Issue #346, opened 2021-09-29
Implement secure join


yihuaf:
We need a `secure_join` implementation that's similar to `https://github.com/cyphar/filepath-securejoin`. In short, this function guarantee `secure_join(rootfs, path)` the `path` is within `rootfs`. When `path` is `../../` or other malicious symbolic links, it can cause youki to make changes outside of rootfs, creating security issue. This can be a follow up to #342 

An example of usage in runc: 

https://github.com/opencontainers/runc/blob/51beb5c436b159ae2d483b219c37ecfde13b006a/libcontainer/utils/utils.go#L119

Ian-Yy:
Hi, I'm quite new to youki. Can I try to work on this?

yihuaf:
@Ian-Yy Sure. Do you know where to start? Please don't hesitate to ask us on how we can help you.

Ian-Yy:
@yihuaf I will try going through the code first. Thanks.

Ian-Yy:
Hi @yihuaf , correct me if I am wrong. This task require me to implement a new function ```secure_join``` in the trait ```PathBufExt```? Is that right?

yihuaf:
> Hi @yihuaf , correct me if I am wrong. This task require me to implement a new function `secure_join` in the trait `PathBufExt`? Is that right?

Yes that's a very good idea. Or you can just implement a function `secure_join(rootfs: Path, path: Path)` as a single function.

Ian-Yy:
Sorry but there's one thing I'm quite unsure of now. The implementation of ```secure_join``` in ```https://github.com/cyphar/filepath-securejoin``` uses a lot of ```filepath.Clean``` and we do not have it in Rust. I saw there's a crate [https://docs.rs/path-clean/0.1.0/path_clean/index.html] that does exactly the same as Go ```filepath.Clean``` but is quite old. Should I use this crate or code it?

yihuaf:
Let's use it to at least prototype.

Ian-Yy:
Hi @yihuaf , I've done with a prototype with some tests for it. After working on it for some time, I realized I don't need to use the crate ```path_clean``` as mentioned above. Please let me know if there's anything wrong with the PR.

PR #354, opened 2021-10-02
Implement secure_join for path

Ian-Yy:
This PR serve as a prototype for issue #346

### DIFF
--- a/src/utils.rs
+++ b/src/utils.rs
@@ -8,6 +8,7 @@ use nix::unistd;
 use std::collections::HashMap;
 use std::ffi::CString;
 use std::fs::{self, DirBuilder, File};
+use std::io::ErrorKind;
 use std::ops::Deref;
 use std::os::linux::fs::MetadataExt;
 use std::os::unix::fs::DirBuilderExt;
@@ -153,7 +154,6 @@ pub fn ensure_procfs(path: &Path) -> Result<()> {
 }
 
 pub fn secure_join(rootfs: &Path, unsafe_path: &Path) -> Result<PathBuf> {
-    
     let mut clean_path = PathBuf::from(rootfs);
     let mut path = PathBuf::from(unsafe_path);
     let mut p = PathBuf::new();
@@ -164,14 +164,14 @@ pub fn secure_join(rootfs: &Path, unsafe_path: &Path) -> Result<PathBuf> {
     loop {
         if i > 255 {
             // Dereference too many symlinks, may be infinite loop
-            break;
+            bail!("dereference too many symlinks, may be infinite loop");
         }
 
         let part_path;
         match part.next() {
             Some(part) => {
                 part_path = PathBuf::from(part);
-            },
+            }
             None => {
                 break;
             }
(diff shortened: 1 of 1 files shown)


src/utils.rs
```diff
@@ -152,6 +152,66 @@ pub fn ensure_procfs(path: &Path) -> Result<()> {
...
+    let mut clean_path = PathBuf::from(rootfs);
+    let mut path = PathBuf::from(unsafe_path);
+    let mut p = PathBuf::new();
+
+    let mut part = path.iter();
+    let mut i = 0;
+
+    loop {
+        if i > 255 {
+            // Dereference too many symlinks, may be infinite loop
```
yihuaf, line 166: Can we error out here?

yihuaf, line 166: Can we error out in this use? You can use `bail!("dereference too many symlinks, may be infinite loop");`

src/utils.rs
```diff
@@ -152,6 +152,66 @@ pub fn ensure_procfs(path: &Path) -> Result<()> {
...
+                break;
+            }
+        }
+
+        if !part_path.is_absolute() {
+            if part_path.starts_with("..") {
+                p.pop();
+            } else {
+                // check if symlink then dereference
+                let metadata = match PathBuf::from(&clean_path).join(&p).join(&part_path).symlink_metadata() {
```
yihuaf, line 185: We can error out here as well?

src/utils.rs
```diff
@@ -152,6 +152,66 @@ pub fn ensure_procfs(path: &Path) -> Result<()> {
...
+                    Ok(metadata) => Some(metadata),
+                    Err(_) => None,
+                };
+
+                match metadata {
```
yihuaf, line 190: This can be `if let Some(metadata) = metadata {...}`.

yihuaf (commented):
Looks good overall.

yihuaf:
You may have to run `cargo fmt --all -- --check` and `cargo clippy --all`.

src/utils.rs
Ian-Yy: Do you mean error out if the metadata is not obtained? The ```symlink_metadata``` will throw error if the file does not exists and in my ```test_secure_join```, the paths I'm using don't exist. So, those tests will fail if I error out here. One way is to create those paths like in ```test_secure_join_symlink```. What do you think?

Ofenhed:
This is overly complex. Did you check out [fs::canonicalize](https://doc.rust-lang.org/std/fs/fn.canonicalize.html)?

utam0k:
> This is overly complex. Did you check out [fs::canonicalize](https://doc.rust-lang.org/std/fs/fn.canonicalize.html)?

I was also wondering if it could be implemented more simply with `canonicalize`. If you have tried to implement using it and found it difficult, please let me know.

yihuaf:
It is not the same thing unfortunately. First, canonicalize requires the path to first exist, which is not true when we have to evaluate path inside the container root. For example, device path may not be created or mounted, but we have to resolve the path first. Second, the requirement for evaluate symlink to be relative to the rootfs, not relative to the system host root. For example, this is equivalent of:
```
chroot rootfs
readlink --canonicalize-missing --no-newline unsafe_path
```

See https://github.com/cyphar/filepath-securejoin for details and this is the same function used in the `runc` implementation.

utam0k:
> It is not the same thing unfortunately. First, `fs::canonicalize` requires the path to first exist, which is not true when we have to evaluate path inside the container root. For example, device path may not be created or mounted, but we have to resolve the path first. Second, the requirement for evaluate symlink to be relative to the rootfs, not relative to the system host root. For example, this is functionally equivalent of:
> 
> ```
> chroot rootfs
> readlink --canonicalize-missing --no-newline unsafe_path
> ```
> 
> See https://github.com/cyphar/filepath-securejoin for details and this is the same function used in the `runc` implementation.

I understood. Thanks.

src/utils.rs
yihuaf: I see. Then let's add a comment here to explain. Also can be just ignore the specific error and error out when it's the other error? I assume we only want to return `None` for the case symblink doesn't exist.

Ian-Yy:
Hi, I've updated the code according to @yihuaf reviews and checked both ```cargo fmt --all -- --check``` and ```cargo clippy --all``` too this time. Please let me know if there's anything to add.

src/utils.rs
yihuaf: You can remove this comment now.

src/utils.rs
```diff
@@ -152,6 +153,77 @@ pub fn ensure_procfs(path: &Path) -> Result<()> {
     Ok(())
 }
 
+pub fn secure_join(rootfs: &Path, unsafe_path: &Path) -> Result<PathBuf> {
+    let mut clean_path = PathBuf::from(rootfs);
+    let mut path = PathBuf::from(unsafe_path);
+    let mut p = PathBuf::new();
```
yihuaf, line 159: Can we use another name instead of `p`. It's not clear what this does.

src/utils.rs
```diff
@@ -152,6 +153,77 @@ pub fn ensure_procfs(path: &Path) -> Result<()> {
...
+                    .symlink_metadata()
+                {
+                    Ok(metadata) => Some(metadata),
+                    Err(error) => match error.kind() {
+                        // if file does not exists, treat it as normal path
+                        ErrorKind::NotFound => None,
+                        other_error => {
+                            bail!(
+                                "unable to obtain symlink metadata for file {:?}: {:?}",
+                                PathBuf::from(&clean_path).join(&p).join(&part_path),
```
yihuaf, line 197: We can save this as a variable so we don't have to calculate twice.

src/utils.rs
```diff
@@ -152,6 +153,77 @@ pub fn ensure_procfs(path: &Path) -> Result<()> {
...
+                                other_error
+                            );
+                        }
+                    },
+                };
+
+                if let Some(metadata) = metadata {
+                    if metadata.file_type().is_symlink() {
+                        let link_path =
+                            fs::read_link(PathBuf::from(&clean_path).join(&p).join(&part_path))
```
yihuaf, line 207: You can use `?` here instead of `unwrap`? We want to return error here instead of `unwrap`.

yihuaf (commented):
`cargo clippy --all-targets --all-features -- -D warnings` to make CI happy

Ian-Yy:
> `cargo clippy --all-targets --all-features -- -D warnings` to make CI happy

Sorry. I thought running `cargo clippy --all` is enough. Can we perhaps put this and `cargo fmt` somewhere in the documentation for newcomers? 

Meanwhile, I will be making the changes.

yihuaf (approved):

→ TASK PROMPT
Find all the lines containing "rootfs" in the material, then copy them.

→ ANSWER TO THIS EXERCISE
We need a `secure_join` implementation that's similar to `https://github.com/cyphar/filepath-securejoin`. In short, this function guarantee `secure_join(rootfs, path)` the `path` is within `rootfs`. When `path` is `../../` or other malicious symbolic links, it can cause youki to make changes outside of rootfs, creating security issue. This can be a follow up to #342 
Yes that's a very good idea. Or you can just implement a function `secure_join(rootfs: Path, path: Path)` as a single function.
 pub fn secure_join(rootfs: &Path, unsafe_path: &Path) -> Result<PathBuf> {
     let mut clean_path = PathBuf::from(rootfs);
@@ -164,14 +164,14 @@ pub fn secure_join(rootfs: &Path, unsafe_path: &Path) -> Result<PathBuf> {
+    let mut clean_path = PathBuf::from(rootfs);
It is not the same thing unfortunately. First, canonicalize requires the path to first exist, which is not true when we have to evaluate path inside the container root. For example, device path may not be created or mounted, but we have to resolve the path first. Second, the requirement for evaluate symlink to be relative to the rootfs, not relative to the system host root. For example, this is equivalent of:
chroot rootfs
> It is not the same thing unfortunately. First, `fs::canonicalize` requires the path to first exist, which is not true when we have to evaluate path inside the container root. For example, device path may not be created or mounted, but we have to resolve the path first. Second, the requirement for evaluate symlink to be relative to the rootfs, not relative to the system host root. For example, this is functionally equivalent of:
> chroot rootfs
+pub fn secure_join(rootfs: &Path, unsafe_path: &Path) -> Result<PathBuf> {
+    let mut clean_path = PathBuf::from(rootfs);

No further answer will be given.